WHAT YOU HAVE TO DO.
Copy each line of the listing that includes "question".

DATA TO PROCESS.

PR #165, opened 2017-09-27
Gets data from Meetup API and adds to database in events table

### LINKED ISSUE #40: Pull all meetups from the meetup API
# Feature

1. Get all Operation Code meetup data from Meetup.com's API. 
2. Filter the data and save to the database as events.  Event data will be set up in such a way to expand to other platforms (facebook)
   - Write migration to add source_id, source_updated, and group to existing Events table
   - Compare to existing data to ensure events aren't duplicated. 
   - Compare updated_at (available via Meetup's API) to see if an event has been updated. 
3. Write a rake task to pull the data. 
4. Render data as json at events endpoint. 

leenyburger:
# Description of changes
The purpose of this PR is to:

>Use Meetup's API to retrieve all Operation Code Events and add them to database. 

Creates the following files: 
1. Meetup.rake : A rake task which adds all unique available meetup.com Operation Code events to the database as events. 
2. Meetup.rb 
  - Gets data from the meetup.com API 
  - Error checks the response from Meetup's API to ensure response code = 200
  - Getting all the events is a two step process because of the way the Meetup API returns /pro data. First the groups are returned, then the events can be returned by group. 
  - Extraneous json data is removed from the event before the event is saved in the database.
  - "group" is added as a parameter to the json data. This is not returned in the Meetup json 
  response, it is part of the search parameter. 
  -  Each event has a source_id provided by Meetup.  Unique events are added to the database. Uniqueness is checked against both the source_id and the source ("Meetup") to provide for expansion to other platforms such as Facebook. 
  - If an event is not unique, the source_updated is checked against the existing database entry. If the event was updated on the API side, it is updated in the database.  This is determined using the source_updated field provided by Meetup. 
3. Events_controller : Updated to return json data of Events. 
4. Event.rb : Meetup does not enforce all fields. Several validations were dropped, and the source fields were added. 
5. Events.rb: Updated to properly use factory girl and faker gem
6. Event_test.rb: Updated to remove test for validations that are not longer applicable. 
7. Events_create_test.rb: Integration tests added

# Issue Resolved

Fixes #40


app/models/meetup.rb
```diff
@@ -0,0 +1,95 @@
...
+
+ private 
+	
+  def group_names
+    operationcode_data.map { |group| group["urlname"]  }
+  end
+
+  def event_duration(event)
+    if event['duration'].present? 
+      duration = event['duration'] / 1000
```
hpjaj: Since you are returning the value in both these conditionals, and not using the `duration` assignment, you can remove this assignment in both places.  i.e.

```ruby
if event['duration'].present? 
  event['duration'] / 1000
else
  0
end
```

app/models/meetup.rb
```diff
@@ -0,0 +1,95 @@
...
+    else
+      duration = 0
+    end
+  end
+
+  def return_value_for(response)
+    if response.code.to_i==200
```
hpjaj: Can you add a space around both sides of the `==` operator

app/models/meetup.rb
```diff
@@ -0,0 +1,95 @@
...
+      response.parsed_response
+    else 
+      error_message "Error fetching data from Meetup API"
+      raise error_message
```
hpjaj: Since you are only calling a `raise` here, and not an additional `logger` or `puts`, you can consolidate these two lines into:

```ruby
raise "Error fetching data from Meetup API"
```

db/migrate/20170813163239_add_columns_to_events.rb
```diff
@@ -0,0 +1,8 @@
+class AddColumnsToEvents < ActiveRecord::Migration[5.0]
+  def change
+  	add_column :events, :source_id, :string, index: true, unique: true 
+  	add_column :events, :source, :string, index: true
```
hpjaj: The rails convention for polymorphic associations is for this column to end in `_type`, i.e. `source_type`.  `source_id` and `source_type` go together.

Technically, since we are not applying this is as a polymorphic association (because the `source_id` is a `string` instead of an `integer`), you don't **have to** change it.  But it would be nice :)  If you do, be sure to find everywhere it is used and replace.

lib/tasks/meetup.rake
```diff
@@ -0,0 +1,10 @@
+namespace :meetup do
+	desc "Rake task to get Meetup API data"
+ 	task :fetch => :environment do 
+  	begin
+			Meetup.new.add_events_to_database!
```
hpjaj: You'll need to fix all the indenting in this rake task

test/factories/events.rb
```diff
@@ -1,15 +1,21 @@
 FactoryGirl.define do
   factory :event do
+    trait :updated_in_the_future do
+        source_updated {2.days.from_now}
```
hpjaj: outdent

test/factories/events.rb
```diff
@@ -1,15 +1,21 @@
...
+    end
+
+    trait :updated_today do
+        source_updated { Date.today }
```
hpjaj: here too

test/integration/events_create_test.rb
```diff
@@ -0,0 +1,26 @@
...
+    Event.delete_all
+  end
+
+  test 'valid event information saves' do
+    assert_difference 'Event.count', 1 do
+      create :event, :updated_today
+    end
+  end
+
+  test 'find_or_initialize_by finds duplicate event by source_id and source' do
```
hpjaj: We can remove this test, as it is exclusively testing a Rails method, `find_or_initialize_by`.

test/integration/events_create_test.rb
```diff
@@ -0,0 +1,26 @@
...
+    event_in_database = create :event, :updated_today
+    meetup_event = event_in_database
+    my_event = Event.find_or_initialize_by(source_id: meetup_event[:source_id], source: "Meetup") 
+    assert_equal my_event, meetup_event
+  end
+
+  test 'find_or_initialize_by creates new event if event is not in database' do
```
hpjaj: This one, too.

app/models/meetup.rb
```diff
@@ -0,0 +1,95 @@
+class Meetup
```
hpjaj: We will want to move this file to the `lib` directory, as `Meetup` is not a database backed model, inheriting from `ApplicationRecord `.

db/migrate/20170813163239_add_columns_to_events.rb
mwagz: How big is the events table? Will there be any downtime associated with this PR? @rickr (You might not be the best person to tag for this question)

hpjaj: @mwagz - Good question!  We are good with this merging at any time, no downtime required.  

The `event` table is relatively small.  And when this `rake` task is running daily, @leenyburger has checked and it will be pulling a small number of events in per day.    

@leenyburger , can you ballpark that number for us.

leenyburger: Yup, 20-30 events per day

app/lib/meetup.rb
```diff
@@ -0,0 +1,95 @@
...
+  def add_events_to_database!
+    event_details_by_group.each do |event|
+      my_event = Event.find_or_initialize_by(source_id: event[:source_id], source_type: "Meetup") 
+      if my_event.new_record? || my_event_updated?(my_event)
+        my_event.update!(event)
+      end
+    end
+  end
+
+  def my_event_updated?(my_event)
```
hpjaj: Since this is not being called outside of this class, you can make this a `private` method

app/models/event.rb
```diff
@@ -1,14 +1,6 @@
...
-	validates :start_date, presence: true
-	validates :address1, presence: true
-	validates :city, presence: true
-	validates :state, presence: true, length: {is: 2} #Dropdown selection on front end?  
-	VALID_ZIP_REGEX= /\A\d{5}-?\d{4}?\z/
-	validates :zip, presence: true, format:{with:VALID_ZIP_REGEX}
-	validates :scholarship_available, inclusion: {in: [true, false]}
-	VALID_URL_REGEX = URI::regexp 
+	validates :name, :start_date, :source_updated, :source_type, :address1, :city, presence: true
+	validates :source_id, presence: true, uniqueness: {case_sensitive: false}
```
hpjaj: Can you add spacing around the `{` and `}`

app/lib/meetup.rb
```diff
@@ -0,0 +1,95 @@
+class Meetup
```
hpjaj: We'll want to add test coverage for this class

hpjaj:
@leenyburger - heads up, Travis CI found a failing test

test/lib/meetup_test.rb
```diff
@@ -0,0 +1,15 @@
+require 'test_helper'
+require_relative '../support/meetups/sample_api_responses'
+
+class MeetupTest < ActiveSupport::TestCase
+	test "good data is saved" do
+		Meetup.stubs(:get).with("pro/operationcode/groups", options).returns(group_endpoint_response) #Returns response which includes response.parsed_response and response.code
```
hpjaj: @leenyburger - the issue is that there is a missing `/` in the url.  Should be equal to this url:

https://github.com/leenyburger/operationcode_backend/blob/43341d615958e2d497153bf08a98a7c2d3239d1d/app/lib/meetup.rb#L19

test/lib/meetup_test.rb
```diff
@@ -0,0 +1,90 @@
...
+class MeetupTest < ActiveSupport::TestCase
+
+#The code is structured so /groups is always called before /events. Both responses must be stubbed.
+#Stub data is dependent on this urlname, do not change
+  setup do
+    Event.delete_all
+    Meetup.stubs(:get).with("/pro/operationcode/groups", options).returns(group_endpoint_response)
+    @urlname = "Operation-Code-Hampton-Roads"
+    Meetup.stubs(:get).with("/#{@urlname}/events", options).returns(event_endpoint_response)
+    @event1 = {:source_id=>"243869029",
```
leenyburger: I added this because I was trying to update the events for testing with the event created by Faker which didn't work because Faker is class event and to update a db record I need a hash.

test/lib/meetup_test.rb
```diff
@@ -0,0 +1,90 @@
...
+  	assert_raises( Exception ) { Meetup.new.get_events_for(urlname) }
+  end
+
+  #There are 4 events in the stub data, 1 with no venue
+  test "Meetup events with no venue are not included" do
+  	events = Meetup.new.event_details_by_group
+  	assert_equal( events.length, 3 )
+  end
+
+  #Event endpoint stubbed reponse has 3 good event records.
```
leenyburger: add_events_to_database! calls event_details_by_group, which is returning nil in this test.  Same issue as above

test/lib/meetup_test.rb
```diff
@@ -0,0 +1,90 @@
...
+  test "good data saves as new database record" do
+    assert_difference 'Event.count', 3 do
+      Meetup.new.add_events_to_database!
+    end
+  end
+
+  test "duplicate data does not create new record" do
+    dup_event = @event1
```
leenyburger: I got a bit confused between Event objects and hashes to update event objects. Here I use @event1 which is a hash defined above.  Not sure if I should have used a params variable with permitted params.  I didn't because there is nothing coming from a user.  All tests are failing because of the add_events_to_database! error mentioned above.

test/lib/meetup_test.rb
```diff
@@ -0,0 +1,90 @@
...
+  test "event response code of 200 returns response" do
+  	assert_nothing_raised { Meetup.new.get_events_for(@urlname) }
+  end
+
+  test "event response code not equal to 200 raises error" do
+  	Meetup.stubs(:get).with("/#{@urlname}/events", options).returns(build_response(400))
+  	assert_raises( Exception ) { Meetup.new.get_events_for(urlname) }
+  end
+
+  #There are 4 events in the stub data, 1 with no venue
```
leenyburger: All the tests from here on are throwing an error because there is an issue with the group_names which is called from event_details_by_group.  The groups are returning as nil.  
It runs fine in the rake task.  
As far as I can see, the difference is in def group_names. When running the rake task, operationcode_data returns a hash "name"=>"Come Learn To Code!".  When this data is mapped using "urlname", the groups render fine.  When the data is mapped while running the test, the groups map as nil. When I use byebug to inspect this during the test, operationcode_data is a hash of the form :name => "Come Learn To Code!".  I copied the stub data directly from the console, so I don't know where the alternate hash syntax came from. Also, does it matter?

test/lib/meetup_test.rb
```diff
@@ -0,0 +1,90 @@
...
+
+  test "duplicate data does not create new record" do
+    dup_event = @event1
+    events = [ @event1, dup_event ] #This should be an array of hashes
+    Meetup.stubs(:event_details_by_group).returns(events)
+    Meetup.new.add_events_to_database!
+    assert_equal 1, Event.count
+  end
+
+  test "updated data is updated in database" do
```
leenyburger: I know there are probably too many asserts in this test, I was just trying to step through it logically.  Will clean up once the group issue is fixed.

test/lib/meetup_test.rb
```diff
@@ -0,0 +1,90 @@
...
+  test "good data saves as new database record" do
+    assert_difference 'Event.count', 3 do
+      Meetup.new.add_events_to_database!
+    end
+  end
+
+  test "duplicate data does not create new record" do
+    dup_event = @event1
+    events = [ @event1, dup_event ] #This should be an array of hashes
+    Meetup.stubs(:event_details_by_group).returns(events)
```
leenyburger: Not sure if I am stubbing event_details_by_group correctly.  It's an instance method, not a class method.  Should it be Meetup.any_instance.stubs?

test/support/meetups/sample_api_responses.rb
```diff
@@ -0,0 +1,317 @@
...
+    "duration"=>7200000,
+    "id"=>"243655210",
+    "name"=>"Come learn to code!",
+    "status"=>"upcoming",
+    "time"=>1516318200000,
+    "updated"=>1506361383000,
+    "utc_offset"=>-18000000,
+    "waitlist_count"=>0,
+    "yes_rsvp_count"=>2,
+    # "venue"=>
```
leenyburger: I commented this out so I can test that events without venue information do not save.

app/lib/meetup.rb
```diff
@@ -0,0 +1,95 @@
...
+  end
+
+  def my_event_updated?(my_event, event)
+    my_event[:source_updated] < event[:source_updated]
+  end
+
+ private
+
+  def group_names
+    operationcode_data.map { |group| group["urlname"] }
```
leenyburger: Tests are blowing up here because urlname isn't mapping properly.  Works fine when running the rake task.

app/lib/meetup.rb
```diff
@@ -0,0 +1,95 @@
...
+  #Return all meetups based on group names if venue is present. Return array of all op-code events
+  def event_details_by_group
+    events = []
+    group_names.each do |group|
+      get_events_for(group).each do |event|
+        next unless event['venue'].present?
+        events << details_for(event)
+      end
+    end
+    events.flatten
```
leenyburger: Trying to stub event_details_by_group to better test add_events_to_database!  Want to test update cases and duplicates.  event_details_by_group returns an array of hashes.

test/lib/meetup_test.rb
```diff
@@ -0,0 +1,118 @@
...
+    assert_equal 3, Event.count
+  end
+
+  test "updated data is updated in database" do
+    url = "Operation-Code-Hampton-Roads"
+
+    Meetup.stubs(:get).with("/pro/operationcode/groups", options).returns(group_endpoint_response)
+    Meetup.stubs(:get).with("/#{url}/events", options).returns(event_endpoint_response)
+
+    # create a Event record from first item in `event_endpoint_parsed_response`
```
hpjaj: For lines 89 - 102 or so, you can create a method to abstract this logic into.

app/lib/meetup.rb
```diff
@@ -0,0 +1,96 @@
...
+  def add_events_to_database!
+    event_details_by_group.each do |event|
+      saved_event = Event.find_or_initialize_by(source_id: event[:source_id], source_type: "Meetup")
+      if saved_event.new_record? || saved_event_updated?(saved_event, event)
+        saved_event.update!(event)
+      end
+    end
+  end
+
+  def saved_event_updated?(saved_event, event)
```
hpjaj: If this method is not being called outside of this class, we can move it down in the file and make it a `private` method.

app/models/event.rb
```diff
@@ -1,14 +1,6 @@
...
-	validates :description, presence: true
-	validates :start_date, presence: true
-	validates :address1, presence: true
-	validates :city, presence: true
-	validates :state, presence: true, length: {is: 2} #Dropdown selection on front end?  
-	VALID_ZIP_REGEX= /\A\d{5}-?\d{4}?\z/
-	validates :zip, presence: true, format:{with:VALID_ZIP_REGEX}
-	validates :scholarship_available, inclusion: {in: [true, false]}
-	VALID_URL_REGEX = URI::regexp 
+	validates :name, :start_date, :source_updated, :source_type, :address1, :city, presence: true
```
hpjaj: Since new columns are being added, the existing ones will not have data in those newly validated columns.  Which could cause an issue.

Typically the migration would also deal with resolving these issues.  But perhaps in this case we should just remove any validation of `presence` for any newly created columns.

app/models/event.rb
hpjaj: Instead of validating for uniqueness, we would want to verify for a unique combination between the _id and _type.  Like this:  https://github.com/OperationCode/operationcode_backend/blob/master/app/models/git_hub_statistic.rb#L9

Reason being, we could in theory have the exact same id from another source (like facebook); however, we could not have two of the same id from the *same* source.

app/lib/meetup.rb
```diff
@@ -0,0 +1,97 @@
...
+      saved_event = Event.find_or_initialize_by(source_id: event[:source_id], source_type: "Meetup")
+      if saved_event.new_record? || saved_event_updated?(saved_event, event)
+        saved_event.update!(event)
+      end
+    end
+  end
+
+ private
+
+
```
hpjaj: small nit.  pls remove extra space

test/lib/meetup_test.rb
hpjaj: this still needs to be addressed

app/models/event.rb
leenyburger: There shouldn't be any existing data.  I wrote the event.rb endpoint, and when it was originally created the plan was to allow operation code community leaders to add data on the front end.  This was never implemented, and that's when we decided to get data from Meetup and not allow events to be manually entered.  So we should be starting fresh with event data once this is merged.

test/lib/meetup_test.rb
leenyburger: I took the logic that was there and made the create_and_save_old_event method which I put at the end of the file.  Is that not what you meant?

app/models/event.rb
hpjaj: Gotcha.  Can you please confirm with @hollomancer that `Event.count == 0` in prod.  If yes, we're set on the validations.

test/lib/meetup_test.rb
hpjaj: Nice 👍

apiary.apib
```diff
@@ -189,6 +189,35 @@ API endpoints that Operation Code's Rails backend makes available to its React f
...
+                "scholarship_available": null,
+                "created_at": "2017-10-16T15:18:12.711Z",
+                "updated_at": "2017-10-16T15:18:12.711Z",
+                "source_id": "243869029",
+                "source_type": "Meetup",
+                "source_updated": "49724-07-09T02:30:00.000Z",
+                "group": "MilSpouseCoders - Robins AFB"
+            }
+        ]
+
```
hpjaj: As you've accounted for the "if things go wrong case" here:  https://github.com/OperationCode/operationcode_backend/pull/165/files#diff-1d8ee09392f941bd379c0eaeeafc6929R7

We'll want to add in what the end user would expect to receive, if things go wrong.  For example:  https://github.com/OperationCode/operationcode_backend/blob/master/apiary.apib#L235-L239

app/models/event.rb
```diff
@@ -1,6 +1,7 @@
 class Event < ApplicationRecord
-	validates :name, :start_date, :source_updated, :source_type, :address1, :city, presence: true
-	validates :source_id, presence: true, uniqueness: {case_sensitive: false}
+	validates :name, :start_date, :source_updated, :source_id, :source_type, :address1, :city, presence: true
+	validates :source_id, uniqueness: { scope: :source_type }
```
hpjaj: 👍

app/models/event.rb
hollomancer: Confirmed!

ANSWER TO THE PROBLEM.
mwagz: How big is the events table? Will there be any downtime associated with this PR? @rickr (You might not be the best person to tag for this question)
hpjaj: @mwagz - Good question!  We are good with this merging at any time, no downtime required.  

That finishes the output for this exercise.